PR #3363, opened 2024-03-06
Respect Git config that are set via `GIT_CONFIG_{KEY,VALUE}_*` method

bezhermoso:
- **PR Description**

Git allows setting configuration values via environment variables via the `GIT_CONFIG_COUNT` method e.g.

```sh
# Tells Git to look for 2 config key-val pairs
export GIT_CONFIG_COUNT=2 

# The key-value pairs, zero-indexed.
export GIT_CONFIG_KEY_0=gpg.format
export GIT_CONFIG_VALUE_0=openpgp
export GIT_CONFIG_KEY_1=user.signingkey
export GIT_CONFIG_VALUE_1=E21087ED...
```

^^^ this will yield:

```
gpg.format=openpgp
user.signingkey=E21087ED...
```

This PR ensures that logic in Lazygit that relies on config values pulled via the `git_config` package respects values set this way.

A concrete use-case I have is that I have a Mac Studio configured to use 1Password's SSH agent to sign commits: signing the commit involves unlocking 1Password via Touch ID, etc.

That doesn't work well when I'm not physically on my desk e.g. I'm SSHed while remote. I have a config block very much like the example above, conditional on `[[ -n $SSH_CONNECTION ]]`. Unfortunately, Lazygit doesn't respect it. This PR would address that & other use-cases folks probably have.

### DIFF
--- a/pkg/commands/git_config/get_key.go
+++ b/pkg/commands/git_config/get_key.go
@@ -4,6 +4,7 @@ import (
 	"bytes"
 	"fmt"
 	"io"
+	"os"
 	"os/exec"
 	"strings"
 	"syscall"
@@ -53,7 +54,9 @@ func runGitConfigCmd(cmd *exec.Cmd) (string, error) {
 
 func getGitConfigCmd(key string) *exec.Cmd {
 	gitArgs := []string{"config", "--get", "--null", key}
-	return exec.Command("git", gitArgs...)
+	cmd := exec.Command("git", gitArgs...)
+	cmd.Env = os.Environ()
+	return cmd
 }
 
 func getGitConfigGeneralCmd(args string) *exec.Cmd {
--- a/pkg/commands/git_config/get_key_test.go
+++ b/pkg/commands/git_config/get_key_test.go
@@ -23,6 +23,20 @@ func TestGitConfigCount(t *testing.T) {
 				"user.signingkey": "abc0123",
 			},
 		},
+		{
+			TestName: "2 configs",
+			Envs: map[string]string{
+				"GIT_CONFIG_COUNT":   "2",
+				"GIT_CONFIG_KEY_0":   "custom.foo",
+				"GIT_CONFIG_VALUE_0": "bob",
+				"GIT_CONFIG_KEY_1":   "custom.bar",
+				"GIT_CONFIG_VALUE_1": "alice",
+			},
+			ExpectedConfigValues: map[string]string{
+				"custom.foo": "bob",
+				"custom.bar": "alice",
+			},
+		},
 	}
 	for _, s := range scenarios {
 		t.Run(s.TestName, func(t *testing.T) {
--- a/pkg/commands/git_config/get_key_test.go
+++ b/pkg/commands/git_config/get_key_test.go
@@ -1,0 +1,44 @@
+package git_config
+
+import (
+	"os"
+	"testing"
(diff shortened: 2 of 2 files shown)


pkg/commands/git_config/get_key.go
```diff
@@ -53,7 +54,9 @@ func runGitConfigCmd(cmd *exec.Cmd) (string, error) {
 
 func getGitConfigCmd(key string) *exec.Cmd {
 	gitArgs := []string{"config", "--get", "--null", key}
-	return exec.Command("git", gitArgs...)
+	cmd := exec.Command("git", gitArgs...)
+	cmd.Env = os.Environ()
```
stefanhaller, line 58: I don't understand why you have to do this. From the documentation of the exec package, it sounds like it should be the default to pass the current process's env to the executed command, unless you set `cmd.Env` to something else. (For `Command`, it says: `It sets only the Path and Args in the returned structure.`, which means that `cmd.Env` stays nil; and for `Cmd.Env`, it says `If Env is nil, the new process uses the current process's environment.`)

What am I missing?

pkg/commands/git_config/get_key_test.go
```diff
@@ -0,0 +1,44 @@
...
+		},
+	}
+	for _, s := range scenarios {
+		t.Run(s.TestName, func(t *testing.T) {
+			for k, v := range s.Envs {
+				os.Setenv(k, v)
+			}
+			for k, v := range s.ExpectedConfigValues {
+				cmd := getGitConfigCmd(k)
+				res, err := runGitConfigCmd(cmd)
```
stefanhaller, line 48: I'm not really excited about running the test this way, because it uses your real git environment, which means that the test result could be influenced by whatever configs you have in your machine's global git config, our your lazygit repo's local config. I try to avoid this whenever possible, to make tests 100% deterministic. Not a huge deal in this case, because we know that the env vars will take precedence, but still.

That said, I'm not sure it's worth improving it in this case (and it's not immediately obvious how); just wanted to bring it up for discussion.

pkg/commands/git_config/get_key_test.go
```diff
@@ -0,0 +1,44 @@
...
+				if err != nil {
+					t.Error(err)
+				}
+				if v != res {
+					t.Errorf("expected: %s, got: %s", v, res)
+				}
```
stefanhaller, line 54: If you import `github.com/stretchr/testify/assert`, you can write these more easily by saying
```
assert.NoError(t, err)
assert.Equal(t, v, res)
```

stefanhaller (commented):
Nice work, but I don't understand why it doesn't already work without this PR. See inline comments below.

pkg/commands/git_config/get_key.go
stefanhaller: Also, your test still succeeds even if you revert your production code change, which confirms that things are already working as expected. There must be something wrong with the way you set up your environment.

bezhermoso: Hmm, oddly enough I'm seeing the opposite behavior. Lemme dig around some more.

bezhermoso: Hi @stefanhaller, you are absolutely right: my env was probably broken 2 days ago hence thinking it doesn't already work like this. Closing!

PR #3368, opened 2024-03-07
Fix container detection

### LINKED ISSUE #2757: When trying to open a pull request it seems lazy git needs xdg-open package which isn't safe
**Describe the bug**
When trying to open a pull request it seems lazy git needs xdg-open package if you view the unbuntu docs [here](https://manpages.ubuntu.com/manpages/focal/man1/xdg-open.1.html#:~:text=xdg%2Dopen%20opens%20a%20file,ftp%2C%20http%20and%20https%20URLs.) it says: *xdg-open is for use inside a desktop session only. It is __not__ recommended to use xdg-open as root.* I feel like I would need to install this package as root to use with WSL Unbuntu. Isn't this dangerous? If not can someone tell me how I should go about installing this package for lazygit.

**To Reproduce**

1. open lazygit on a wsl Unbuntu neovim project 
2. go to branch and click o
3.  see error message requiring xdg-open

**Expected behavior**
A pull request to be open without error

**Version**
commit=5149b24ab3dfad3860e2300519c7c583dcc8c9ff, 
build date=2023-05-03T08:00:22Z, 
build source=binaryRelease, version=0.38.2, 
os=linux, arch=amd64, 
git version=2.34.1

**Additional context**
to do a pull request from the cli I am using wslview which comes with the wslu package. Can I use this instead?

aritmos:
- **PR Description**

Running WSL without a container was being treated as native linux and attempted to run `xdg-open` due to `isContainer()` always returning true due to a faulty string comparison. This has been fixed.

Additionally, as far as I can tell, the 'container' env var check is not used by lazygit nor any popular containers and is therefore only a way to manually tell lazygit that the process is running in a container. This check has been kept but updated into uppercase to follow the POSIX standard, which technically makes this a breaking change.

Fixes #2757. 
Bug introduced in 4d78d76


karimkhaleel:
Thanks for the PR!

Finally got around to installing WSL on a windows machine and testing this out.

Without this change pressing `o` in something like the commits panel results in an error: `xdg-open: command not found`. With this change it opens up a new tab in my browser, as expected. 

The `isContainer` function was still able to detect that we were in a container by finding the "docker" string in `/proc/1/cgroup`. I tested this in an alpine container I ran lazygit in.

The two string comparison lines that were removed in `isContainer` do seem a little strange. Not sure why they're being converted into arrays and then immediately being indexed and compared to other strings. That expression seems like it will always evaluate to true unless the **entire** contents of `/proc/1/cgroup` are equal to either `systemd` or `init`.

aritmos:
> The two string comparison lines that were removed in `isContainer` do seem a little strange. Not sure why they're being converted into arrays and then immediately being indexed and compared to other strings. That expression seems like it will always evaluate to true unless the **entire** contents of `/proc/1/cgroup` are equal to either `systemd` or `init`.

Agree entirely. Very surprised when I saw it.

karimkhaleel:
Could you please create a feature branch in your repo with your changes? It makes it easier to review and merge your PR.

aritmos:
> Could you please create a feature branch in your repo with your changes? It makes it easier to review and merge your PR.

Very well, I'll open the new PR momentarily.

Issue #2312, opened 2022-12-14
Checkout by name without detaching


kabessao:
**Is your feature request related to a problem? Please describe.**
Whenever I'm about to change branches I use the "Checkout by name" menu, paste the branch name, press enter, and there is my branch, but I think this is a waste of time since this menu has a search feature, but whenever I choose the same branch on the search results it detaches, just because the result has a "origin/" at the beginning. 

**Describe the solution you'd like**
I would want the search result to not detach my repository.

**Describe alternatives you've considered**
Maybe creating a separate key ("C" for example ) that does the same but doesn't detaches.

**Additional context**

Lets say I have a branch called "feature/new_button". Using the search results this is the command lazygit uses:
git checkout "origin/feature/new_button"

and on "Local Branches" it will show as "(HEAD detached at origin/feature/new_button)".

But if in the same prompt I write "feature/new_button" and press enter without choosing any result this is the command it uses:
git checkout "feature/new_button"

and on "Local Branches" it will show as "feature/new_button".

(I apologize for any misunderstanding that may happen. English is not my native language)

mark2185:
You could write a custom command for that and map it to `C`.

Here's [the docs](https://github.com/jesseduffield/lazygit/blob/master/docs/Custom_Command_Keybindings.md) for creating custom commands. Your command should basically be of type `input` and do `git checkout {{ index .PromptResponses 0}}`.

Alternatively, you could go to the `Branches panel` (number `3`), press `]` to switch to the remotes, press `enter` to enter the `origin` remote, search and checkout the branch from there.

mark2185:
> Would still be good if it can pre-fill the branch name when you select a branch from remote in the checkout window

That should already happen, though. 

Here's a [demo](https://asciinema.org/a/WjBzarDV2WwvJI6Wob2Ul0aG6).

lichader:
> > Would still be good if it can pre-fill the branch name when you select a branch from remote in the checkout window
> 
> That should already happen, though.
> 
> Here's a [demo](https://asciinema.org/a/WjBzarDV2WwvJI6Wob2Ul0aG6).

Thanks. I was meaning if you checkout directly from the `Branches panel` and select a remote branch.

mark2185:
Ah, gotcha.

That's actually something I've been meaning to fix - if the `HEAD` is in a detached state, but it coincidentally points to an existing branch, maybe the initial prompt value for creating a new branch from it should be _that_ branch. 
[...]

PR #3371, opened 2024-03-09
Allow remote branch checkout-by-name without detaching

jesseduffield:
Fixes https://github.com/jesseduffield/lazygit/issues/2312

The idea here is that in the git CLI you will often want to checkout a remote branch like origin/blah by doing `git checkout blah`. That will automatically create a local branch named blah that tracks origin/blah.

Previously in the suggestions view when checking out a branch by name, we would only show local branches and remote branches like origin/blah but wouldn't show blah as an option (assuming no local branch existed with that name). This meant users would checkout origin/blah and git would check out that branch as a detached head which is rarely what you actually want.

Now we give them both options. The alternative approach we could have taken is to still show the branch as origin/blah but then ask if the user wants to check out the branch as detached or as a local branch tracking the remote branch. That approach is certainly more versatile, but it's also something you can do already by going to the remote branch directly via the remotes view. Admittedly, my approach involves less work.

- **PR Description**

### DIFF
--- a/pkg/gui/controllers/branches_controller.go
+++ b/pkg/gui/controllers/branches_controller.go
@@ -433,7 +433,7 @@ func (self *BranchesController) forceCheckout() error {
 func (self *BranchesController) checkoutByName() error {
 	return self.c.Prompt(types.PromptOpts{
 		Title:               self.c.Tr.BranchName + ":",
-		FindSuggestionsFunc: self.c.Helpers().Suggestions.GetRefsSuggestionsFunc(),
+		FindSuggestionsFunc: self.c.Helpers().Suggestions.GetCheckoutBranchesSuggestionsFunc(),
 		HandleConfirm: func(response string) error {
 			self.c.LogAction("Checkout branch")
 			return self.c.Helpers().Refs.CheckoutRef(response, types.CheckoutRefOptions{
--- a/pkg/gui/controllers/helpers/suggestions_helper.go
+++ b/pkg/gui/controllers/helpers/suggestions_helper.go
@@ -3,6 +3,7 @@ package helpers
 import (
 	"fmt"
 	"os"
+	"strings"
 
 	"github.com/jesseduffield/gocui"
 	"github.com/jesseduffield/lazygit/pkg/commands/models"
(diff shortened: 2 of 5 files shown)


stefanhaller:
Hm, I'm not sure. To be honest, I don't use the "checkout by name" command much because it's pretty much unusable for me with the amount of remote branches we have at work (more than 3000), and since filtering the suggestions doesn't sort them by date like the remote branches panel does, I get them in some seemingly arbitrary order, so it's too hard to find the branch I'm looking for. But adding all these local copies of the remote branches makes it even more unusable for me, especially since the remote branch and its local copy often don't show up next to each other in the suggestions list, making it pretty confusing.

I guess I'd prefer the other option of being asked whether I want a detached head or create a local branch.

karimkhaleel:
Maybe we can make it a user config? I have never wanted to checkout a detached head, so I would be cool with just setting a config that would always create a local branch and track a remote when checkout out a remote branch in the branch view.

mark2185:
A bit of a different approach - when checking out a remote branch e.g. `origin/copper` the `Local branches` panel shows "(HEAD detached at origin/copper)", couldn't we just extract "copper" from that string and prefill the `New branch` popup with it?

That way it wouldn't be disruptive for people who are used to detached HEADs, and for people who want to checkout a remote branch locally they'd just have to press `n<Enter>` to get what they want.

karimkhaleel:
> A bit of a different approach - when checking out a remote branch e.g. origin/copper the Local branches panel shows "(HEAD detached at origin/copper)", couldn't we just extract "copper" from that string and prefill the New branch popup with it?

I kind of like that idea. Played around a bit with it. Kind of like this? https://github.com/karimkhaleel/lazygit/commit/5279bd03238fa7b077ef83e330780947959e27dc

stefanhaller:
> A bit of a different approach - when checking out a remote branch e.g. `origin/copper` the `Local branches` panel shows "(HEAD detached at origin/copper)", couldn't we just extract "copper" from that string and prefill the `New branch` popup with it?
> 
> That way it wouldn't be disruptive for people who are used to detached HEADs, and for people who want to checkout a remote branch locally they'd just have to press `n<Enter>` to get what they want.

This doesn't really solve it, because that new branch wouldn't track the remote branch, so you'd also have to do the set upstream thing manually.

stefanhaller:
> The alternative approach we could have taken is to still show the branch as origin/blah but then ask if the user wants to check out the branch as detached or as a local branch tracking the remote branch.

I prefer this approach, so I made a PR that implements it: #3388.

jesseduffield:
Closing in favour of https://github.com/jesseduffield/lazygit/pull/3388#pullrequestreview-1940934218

## YOUR ASSIGNMENT:
Search the entries for the word "github" and copy every line that holds it.

## TASK SOLUTION:
stefanhaller, line 54: If you import `github.com/stretchr/testify/assert`, you can write these more easily by saying
Here's [the docs](https://github.com/jesseduffield/lazygit/blob/master/docs/Custom_Command_Keybindings.md) for creating custom commands. Your command should basically be of type `input` and do `git checkout {{ index .PromptResponses 0}}`.
Fixes https://github.com/jesseduffield/lazygit/issues/2312
 	"github.com/jesseduffield/gocui"
 	"github.com/jesseduffield/lazygit/pkg/commands/models"
I kind of like that idea. Played around a bit with it. Kind of like this? https://github.com/karimkhaleel/lazygit/commit/5279bd03238fa7b077ef83e330780947959e27dc
Closing in favour of https://github.com/jesseduffield/lazygit/pull/3388#pullrequestreview-1940934218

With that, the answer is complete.